I am pretty new to the RNAseq analysis environment and have been running human tumour experiments on Illumina Novoseq X (paired end 150bp).
I have found significant polyA presence after removal with Cutadapt of adapter sequences seen in my FASTQC report. The FASTQC, after adapter removal, suggests polyA sequences in ~50% of my reads. These persist despite activating the polyA trimming function within Cutadapt.
I believe these are causing my mapping rate during alignment with STAR to fail (unique mapping rates ~15%, multi-mapping ~35% and unmapped ~50%).
Looking at some of my sequences, it appears the polyA runs are within my transcripts rather than at the ends. I have pulled out the transcripts with runs of >17 As (17 chosen as an arbitrary number).
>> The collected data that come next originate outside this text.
Issue #967, opened 2019-01-22
Provide "Search or go to..." functionality


josevalim:
The functionality should mirror the "search or jump to" functionality on GitHub.

Once the user types "foobar" in the search box, the first entry will be "Search foobar..." but below we will show any existing matching entry:

```
 |-----------------------------------|
 | -> | to_charlist                  |
 |-----------------------------------|
 | Search to_charlist...             |
 | Atom.to_charlist/1 (function)     |
 | Kernel.to_charlist/1 (function)   |
 | List.to_charlist/1 (function)     |
 | CharList (module)                 |
 |-----------------------------------|
```

As we press up and down, we can choose the search or to go straight to a given entry. Note this autocomplete functionality is exactly how the search works today, so we can likely just reuse the inner logic.

I am also aware we may need to change how the search is styled today or even move it elsewhere completely. Suggestions on this area are welcome.

Extra: to improve the usability we also should: provide shortcuts to all entries in the top right of the sidebar. For example, pressing s should start "Search". Pressing "c" should "Collapse/expand". And pressing "n" should toggle "Night/day mode".

eksperimental:
I really like the way this issue was solved. Here are my comments.

First, if you move over your mouse horizontally, it looks like it is all the same link, the module title, and the arrow. I think we need to make a distinction, and change the color or do something to the arrow so when you hover it, it is clear they are two different things.

Secondly, I would change to "Go to" title to something more descriptive, like: "Go to module documentation" or something else, no particular preference here.

eksperimental:
I opened it here, since in the new issue, I think it is more oriented to the search feature. Let me know if I should move it there

josevalim:
This issue is about the search functionality. :) The issue about the
feature you are talking about was closed. Perhaps we should open up a new
issue with your comments as feedback? We can call it “feedback about goto
functionality in sidebar”, as I assume others will have more feedback when
we role it out more. Thanks!
-- 


*José Valimwww.plataformatec.com.br
<http://www.plataformatec.com.br/>Founder and Director of R&D*

archdragon:
I've created a quick prototype to get a better sense of how this feature might work - I think it might be a good starting point to get the conversation going :)

![image](http://krowinski.com/ex_doc/autocomplete.gif)

## Demo
➡️ [Example generated with Elixir repo](http://krowinski.com/ex_doc/autocomplete_demo)


## Summary

I think this feature can work well with existing search and page layout.

[...]

PR #974, opened 2019-02-23
full text search

peillis:


assets/js/search.js
```diff
@@ -19,100 +19,82 @@ const $input = $('.sidebar-search input')
...
     })
 
     $input.val(value)
-    $search.html(results)
+    $search.html(resultsHtml)
   }
 }
+
+function getIndex () {
+  if (sessionStorage.getItem('idx') == null) {
```
josevalim: I believe this can be an issue with Hex. For example, if I am on `hexdocs.pm/foo` and go to `hexdocs.pm/bar` in the same tab, they will share the same tab. Maybe, at the same time we define contentsJSON, we could define a variable called contentsScope, such as "elixir-0.1.0", and use that as key.

assets/js/search.js
```diff
@@ -19,100 +19,82 @@ const $input = $('.sidebar-search input')
...
+    createIndex()
+  }
+  return lunr.Index.load(JSON.parse(sessionStorage.getItem('idx')))
```
josevalim: We also need to check what happens if the data is too large to fit the session storage. I assume it will fail to store and getItem will then fail? so it may be better to write this feature in a way that it works even if sessionStorage fails, something like:

```js
var index, stored = sessionStorage.getItem('idx');
if(stored == null) {
  index = createIndex()
  sessionStorage.setItem('idx', JSON.stringify(idx))
} else {
  index = JSON.parse(stored)
}
return lunr.Index.load(index)
```

assets/js/search.js
josevalim: Alternatively we can store the scope in a `<head><meta>` tag, instead of a JS var.

lib/ex_doc/formatter/html.ex
```diff
@@ -119,6 +120,20 @@ defmodule ExDoc.Formatter.HTML do
     [sidebar_items]
   end
 
+  defp generate_contents_json(nodes_map, extras, config) do
```
josevalim: We should probably unify the `sidebar_items` with the `contents_json`. What do you think? But this can also be done in a separate pull request, I thought I would start the discussion though. :)

peillis: Right, that makes sense, since I've had to make many things as in ```sidebar_items```

assets/js/search.js
peillis: Do you mean use the project name as key?

josevalim: name+version, yeah. This key can either be passed as a JS variable OR be extracted from the meta (but we need to add it to the meta in the first place).

peillis:
Ok, I've done the changes you suggested. By the way, I don't know why tests fail on travis, I run them locally without problems.

josevalim:
Beautiful! I am currently on holidays and I will take another look at it
once I am back!
-- 


josevalim:

josevalim:
Amazing work @peillis! Thank you so much!

I have merged this and I have pushed some improvements to master, namely adding a loading state and loading the contentsJSON only in the search page. I think the contentsJSON late loading is important because for Elixir it is more than 1MB. 

Another change I want to do is to remove the dependency on Poison but once that is done, I think we are almost ready to ship a new version. We will just wait for #967 to merged. I am really excited about this release!

peillis:
You are welcome! I'm very proud to help this amazing community.

PR #979, opened 2019-03-05
Added ARIA-label to the search button

kennethlarsen:
This PR adds an aria-label for the search button in the sidebar. This is necessary for people using assistive technologies to understand what the button actually does.


josevalim:
Merged by hand, thank  you for those commits, they are veery appreciated! 

kennethlarsen:
@josevalim Sure thing - I wasn't sure whether or not all of these assets etc. should be included in the PR though.

josevalim:
@kennethlarsen theoretically your compilation should have resulted in the same assets. This means we are either getting different outcomes on every compilation (or on different OSes or JS versions) or that  someone forget to compile them after changing. :) But yeah, they are not necessary in this change  but it is not your fault they were listed as changed. Ideally they wouldn't.

PR #980, opened 2019-03-07
Fix issues with JS events under Firefox

zoldar:
This PR fixes issue with JS events handling under non-webkit browsers. I have noticed this issue under  Firefox 65.0.1 (OSX Mojave). The code in the current shape uses implicit `window.event` which refers to the event in the current scope, which is not available under Firefox (at least in default configuration: https://developer.mozilla.org/en-US/docs/Web/API/Window/event#Browser_Compatibility).


josevalim:

archdragon:
Thanks for catching that!

PR #982, opened 2019-03-09
Keyboard shortcuts - improvements

archdragon:
Updates based on Twitter suggestions - including extra search shortcut and better night mode switching.

image

## Demo

[Demo link](http://krowinski.com/ex_doc/shortcuts_updates_demo/readme.html)

## Changes included

I've noticed some really good suggestions on Twitter, so in this PR I've added:

### 1. `/` shortcut

I've not realized just how common the "vim search" shortcut is. Almost all popular websites support it (ie. Twitter, Youtube), so people expect it to be supported.

image

### 2. Taking into account "conflicting" external shortcuts

When checking keyboard shortcuts I'm now more strict when looking for the match, ignoring the shortcut if any extra/modifier keys are pressed (that `n` != `ctrl + n` != `cmd + n`  != `shift + ctrl + n` != ...). 

image

### 3. Triggering Night Mode only on keyup

Changing between night and day mode only happens after you let go of the `n` key. That way if you keep `n` pressed for a long time, the website won't keep blinking.


josevalim:
> Changing between night and day mode only happens after you let go of the n key. That way if you keep n pressed for a long time, the website won't keep blinking.

This also happens with collapse and the keyboard shortcuts. So I would suggest to probably use keydown for all of and [maybe avoid triggering keydown again until a keyup event](https://stackoverflow.com/questions/17514798/how-to-disable-repetitive-keydown-in-javascript)?

josevalim:

PR #985, opened 2019-03-26
Search autocomplete

archdragon:
Add autocomplete (drop-down with suggestions) to search

image

### **Demo:** [ [Demo link](http://krowinski.com/ex_doc/autocomplete_mod_fun/elixir/Kernel.html) ]

Additional demos:
* [eex](http://krowinski.com/ex_doc/autocomplete_mod_fun/eex)
* [ex_unit](http://krowinski.com/ex_doc/autocomplete_mod_fun/ex_unit)
* [iex](http://krowinski.com/ex_doc/autocomplete_mod_fun/iex)
* [logger](http://krowinski.com/ex_doc/autocomplete_mod_fun/logger)
* [mix](http://krowinski.com/ex_doc/autocomplete_mod_fun/mix)

## Description

* Adds a drop-down with search suggestions
  * Suggestions update as you type
  * If suggestion belongs to a model (i.e. a function) it will display the module name under it.
  * Marks callbacks/types with a special label.
  * Searches through regular modules, behaviours, mix tasks, regular functions, callbacks and types
  * Supports up/down arrow shortcuts and CTRL+ENTER shortcut for opening the result page in new window
  * Handles special characters (ie. searching for `++` or `@`)
  * Displays max 5 results
  * [suggestion spec file](https://github.com/elixir-lang/ex_doc/compare/master...archdragon:autocomplete?expand=1#diff-538692d99bb5f3267fc46cd527d2103e) describes the autocomplete logic in depth 

* Layout updates
  * Night mode button moved to the footer
  * Also in the footer, added a button for displaying keyboard shortcuts help
  * Search box now has a background and is located at the very top of the page

## Full text search compatibility
This feature is fully compatible with the full-text search. I've brought back the `findIn` function  in the `search.js`. While the search page no longer needs it, autocomplete still uses the basic module/function search.

TODO (in scope of this PR):
- [x] Ensure that 'x' always clears the autocomplete.
- [x] Move findIn to the 'suggestions.js'. 
- [x] Ensure that `Module.function` syntax works
- [x] Refactor `findIn` to cleanup and simplify the remaining 'old search' code


assets/js/search.js
```diff
@@ -90,6 +90,71 @@ export function search (value) {
   }
 }
 
+export function findIn (elements, matcher) {
```
josevalim: What if we move those functions to `autocomplete/suggestions.js` since they are not related to the search anymore?

assets/test/search.spec.js
```diff
@@ -1,4 +1,113 @@
 import * as search from '../js/search'
 
 describe('search', () => {
+  describe('findIn', () => {
```
josevalim: If we move findIn to autocomplete, then we need to move these tests too. :)

wojtekmach:
image

How are we sorting results? I think it'd be good if in this case `reduce/2` is towards top of the list. Sorting search results is not an easy problem; I recently saw an article with some heuristics and I'll try to find the link.

image

Seems we're only autocompleting a module **or** a function/type/callback/etc, what do you think about something like above?

assets/js/search.js
archdragon: 👍

josevalim:
Awesome job @archdragon!

I have dropped two comments and I have one last question: should clicking on the "X" clean up the autocomplete/search field? That was my expectation but I am not sure if it is rooted in reality.

josevalim:
> How are we sorting results? 

Once you find the link please open a separate issue. :) I don't want to block this one on that since the behaviour you describe was also available before (but I guess it is somewhat worse here because we limit the results to only 5).


> Seems we're only autocompleting a module or a function/type/callback/etc, what do you think about something like above?

I also spotted this but I opened a separate issue (since the code behaves like this already today): #986.

archdragon:
> How are we sorting results?  

Currently it depends on the suggestion type:

```
  'Module': 3,
  'Child': 2,
  'Exception': 1,
  'Mix Task': 0
```

Higher number == higher on the list. `Child` means anything that belongs to a module (function/callback/type)


> Seems we're only autocompleting a module or a function/type/callback/etc, what do you think about something like above?

That makes sense - the reason it works as it does right now is that I've used existing search functionality for finding matching elements. Now that we have the full-text search (and module/function search functionality is used by autocomplete only) I might be able to add that functionality, but I'll dig a bit and check!

archdragon:
> Awesome job @archdragon!

Thank you!

> ... I have one last question: should clicking on the "X" clean up the autocomplete/search field? That was my expectation but I am not sure if it is rooted in reality.

👍 This is how it's supposed to work - but looks like the input was sometimes triggering the animation/state change before the `click` event could register. Fixed! (and reuploaded the demo)

archdragon:
Demo link now includes the `Mod.fun` search. I left some extra info in the related issue https://github.com/elixir-lang/ex_doc/issues/986

Now cleaning up and refactoring the "old search" code.

assets/less/sidebar.less
```diff
@@ -131,31 +131,75 @@
...
+
+    .search-input {
+      background-color: darken(@darkGray, 8%);
+      border: none;
+      border-radius: 4px;
       color: @lightestGray;
-      margin-left: 5px;
-      height: 20px;
+      margin-left: 12px;
+      margin-right: 10px;
```
josevalim: The most unimportant nitpick on earth: you either don't need the margin (since we have the width) or you should make the margin be 12px so it totals 300px with the width. :D

lib/ex_doc/formatter/html/templates/footer_template.eex
```diff
@@ -7,7 +7,15 @@
           <span class="line">
             designed by
             <a href="https://twitter.com/dignifiedquire" target="_blank" rel="noopener" title="@dignifiedquire">Friedel Ziegelmayer</a>.
-            </span>
+          </span>
+        </p>
+        <p>
+          <button class="line footer-button night-mode-toggle">
```
josevalim: The "toggle night mode" is not working for me on the latest demo (autocomplete_mod_fun).

assets/less/sidebar.less
archdragon: Removed! :D

lib/ex_doc/formatter/html/templates/footer_template.eex
archdragon: Fixed!

archdragon:
I've added the sort we discussed in https://github.com/elixir-lang/ex_doc/issues/987 to the demo. Since I was refactoring some of the "old search" code it was more or less a one-liner. :)

As we discussed, the results are now sorted based on `match chars cout` / `total chars count`. `reduce` (from the @wojtekmach 's example) now looks like this:

image

josevalim:
> As we discussed, the results are now sorted based on match chars cout / total chars count. reduce (from the @wojtekmach 's example) now looks like this:

This is glorious! Please let us know whenever it is ready to merge, as we are pretty much looking forward to it! :D

archdragon:
> This is glorious! Please let us know whenever it is ready to merge, as we are pretty much looking forward to it! :D

Thank you! Just wanted to do some manual cross-browser testing in the morning - I'm now done with that. 

To sum up:
- I've simplified the matches-finding code and added extra comments
- Fixed issues with night mode button not triggering change on really long pages
- Added better sorting
- Added support for "Mad.fun" search

I've updated the demos and uploaded some examples for ex_unit, eex etc. 

From my side the PR is ready for review/merge :)

josevalim:
:heart: :green_heart: :blue_heart: :yellow_heart: :purple_heart: :heart: :green_heart: :blue_heart: :yellow_heart: :purple_heart: :heart: :green_heart: :blue_heart: :yellow_heart: :purple_heart:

Code used to do so:
zgrep -E -B 1 -A 2 'A{17,}' PILOT_Ar1_1012.fq.gz > PolyA_17ormore2.txt
An example of the following output sequences from read 1 of one of my samples:
@LH00235:309:22GF2WLT4:6:1101:26887:1042 1:N:0:TNAGGCGA+GNGATCTA
GTNCAGTAGTTTTCGGTGTTTGTTAGTAAAGTTAGGAGGAGGAGGANGTTGCAGTGAGCCAAGATCGCGCCACTGCACTCCAGCCTAGATGACAGAGCAAGACGCTGTCTCAAAAAAAAAAAAAAAAAAAAAACGTCT>
+
II#-IIIIIIIIIIIIIIIIIIIIIIIIIIIIIIIIIIIIIIIIII#IIIIIIIIIIIIIIIIIIIIIIIIIIIIIIIIIIIIIIIIIIIIIIIIIIIIIIIIIIIIIIIIIIIIIII9I9IIIIIIIIIIII-III9>
--
@LH00235:309:22GF2WLT4:6:1101:35699:1056 1:N:0:TNAGGCGA+GCGATCTA
GGNGTTGGGAGGATCATCTGAGCCTGGGAGGTCAAGGCTAAAGTGAGCCATGACGGTGCAGAAAAAAAAAAAAAAAAAACCAAAGTTCCAACTCTCTGGTCCCCCCAAGCCTTTGACTTCTTTTTTTCCCTCCCCAAA>
+
II#IIIIIIIIIIIIIIIIIIIIIIIIIIIIIIIIIIIIIIIIIIIIIIIII9IIIIIIIIIIIIIIIIIIIIIIIIII-I-II-999-99-------9-9-9----9--9-9-9--9---99---I-----9--9-9>
--
@LH00235:309:22GF2WLT4:6:1101:45831:1056 1:N:0:TNAGGCGA+GCGATCTA
GGNTCCGGAAACAAAAAAAAAAAAAAAAAAAAAAAAAAAAAAAAAAAAAAAAAAAAAAAAAAAAAAAAAAAAAAAAAAAAAAAAACAACCCCCCACCCGCCCCTCCCCCCCCCCCCCCTCAACCCCCCCCCCCCCCCC>
+
I9#IIIIIIIIIIIIIIIIIIIIIIII99III9II9IIIIIII9IIIIIII9IIIII9IIIIII9IIIIIIIIIIIIIIIIIIII-II-III99-9-I--II--II9I9-I-I-9-I9-------999999----99->
--
I want to try and remove these polyA sequences and then try to re-align to troubleshoot and see if this is why my mapping rate is so low. To isolate the remaining sequences with <17 runs of PolyAs (again arbitrary number of 17), I have tried adding the -v option to my grep search in various ways:
zgrep -v -E -B 1 -A 2 'A{17,}' PILOT_Ar1_1012.fq.gz > PolyA_17ormore3.txt
zgrep -E -v -B 1 -A 2 'A{17,}' PILOT_Ar1_1012.fq.gz > PolyA_17ormore3.txt
zgrep -vE -B 1 -A 2 'A{17,}' PILOT_Ar1_1012.fq.gz > PolyA_17ormore3.txt
zgrep -v -B 1 -A 2 'A{17,}' PILOT_Ar1_1012.fq.gz > PolyA_17ormore3.txt
Unfortunately all of these attempts don't seem to isolate anything and return only the original fastq file, but in .txt format. Is there something I am missing in the code? Apologies if this is a basic question, I have tried searching this forum and others but can't seem to find an answer.